Use Delta Encoding + Bit Packing: To encode, calculate the minimum and maximum value: Min = 2 Max = 9 Max - min = 7 Deltas require 3 bits per value, and count 0 as the minimum value. Encode deltas with 3 bits per value: ([3, 0, 0, 3, 7, 2]). This requires 18 bits instead of 48 bits, if you used a u8.

Doc IDPrice
05
12
22
35
49
54

If there are less than 256 unique values, you can sort them and count occurrences with counting sort.

Timestamps

To compress timestamps, we can use GCD compression:

Calculate the minimum value (1), calculate the deltas: [10, 30, 20, 0, 70, 50], compute the GCD, encode the minimum value and the GCD, and then encode quotients with bit packing:

[1, 3, 2, 0, 7, 5]

Doc IDPrice
011
131
221
31
471
551

Sorted Sets vs Bitmaps

  • Sorted Sets are useful for sparse data but sorted, but bad for dense data (that’s where bitmaps come in). We can optimize bitmaps by using compression (Run length encoding) or using something like roaring, which is a hybrid. There’s also work to create learned indexes (in the paper, they beat B-Tree indexes by 70% by replacing them with neural nets that look at access patterns and create a better index).

Cardinality

How do you find the length of a set? With Hyperloglog++, you calculate the longest run of 0s or 1s in every item, and then you use that to approximate how many occurrences there are.

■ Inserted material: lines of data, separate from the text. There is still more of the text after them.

PR #2984, opened 2020-01-07
admin instantiate message stack earlier

mc12345678:
Creates a method for adding data from the session as that code was removed from the `__construct` and loads the class earlier in processing to support using `$messageStack` and its `add` method earlier in code processing to include providing messages when using early loaded functions.

Doesn't completely fix the referenced issue, but provides a method/process to be able to do so.

### DIFF
--- a/admin/includes/auto_loaders/config.core.php
+++ b/admin/includes/auto_loaders/config.core.php
@@ -111,6 +111,15 @@ if (!defined('USE_PCONNECT')) define('USE_PCONNECT', 'false');
                                 'className'=>'sniffer',
                                 'objectName'=>'sniffer');
 /**
+ * Breakpoint 32.
+ *
+ * $messageStack = new messageStack();
+ *
+ */
+  $autoLoadConfig[32][] = array('autoType'=>'classInstantiate',
+                                 'className'=>'messageStack',
+                                 'objectName'=>'messageStack');
+/**
  * Breakpoint 35.
  *
  * require(DIR_WS_FUNCTIONS . 'admin_access.php');
@@ -186,12 +195,12 @@ if (!defined('USE_PCONNECT')) define('USE_PCONNECT', 'false');
 /**
  * Breakpoint 100.
  *
- * $messageStack = new messageStack();
+ * $messageStack->add_from_session();
  *
  */
-  $autoLoadConfig[100][] = array('autoType'=>'classInstantiate',
-                                 'className'=>'messageStack',
-                                 'objectName'=>'messageStack');
+  $autoLoadConfig[100][] = array('autoType'=>'objectMethod',
+                                 'object'=>'messageStack',
+                                 'method'=>'add_from_session');
 /**
  * Breakpoint 120.
  *
--- a/admin/includes/classes/message_stack.php
+++ b/admin/includes/classes/message_stack.php
@@ -26,12 +26,7 @@ if (!defined('IS_ADMIN_FLAG')) {
 
       $this->errors = array();
 
-      if (isset($_SESSION['messageToStack']) && is_array($_SESSION['messageToStack'])) {
-        for ($i = 0, $n = sizeof($_SESSION['messageToStack']); $i < $n; $i++) {
-          $this->add($_SESSION['messageToStack'][$i]['text'], $_SESSION['messageToStack'][$i]['type']);
-        }
-        $_SESSION['messageToStack'] = '';
-      }
+      $this->add_from_session();
     }
 
     function add($message, $type = 'error') {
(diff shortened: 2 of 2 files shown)


admin/includes/auto_loaders/config.core.php
```diff
@@ -110,6 +110,15 @@
   $autoLoadConfig[30][] = array('autoType'=>'classInstantiate',
                                 'className'=>'sniffer',
                                 'objectName'=>'sniffer');
+/**
+ * Breakpoint 32.
+ *
+ * $messageStack = new messageStack();
+ *
+ */
+  $autoLoadConfig[32][] = array('autoType'=>'classInstantiate',
```
drbyte: @mc12345678 any recollection about why you chose 32 here?

mc12345678: Certainly.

But imagine you get unlucky: you count 50 items, but one of them has a run of 10 0s (so you’d approximate 1024 items).

We can do better, though, with Stochastic Averaging:

Use 4 registers, and find a way to hash each item into the 4 registers.

Assume we got [1024, 4, 8, 2] for our numbers. We then calculate the harmonic mean times number of registers:

4 * 4 / (1 / 1024 + 1 / 4 + 1 / 8 + 1 / 2) ~= 18.3

This allows for less weight to outliers.

This also allows for loseless unions (just take the max, or min, or whatever of each number).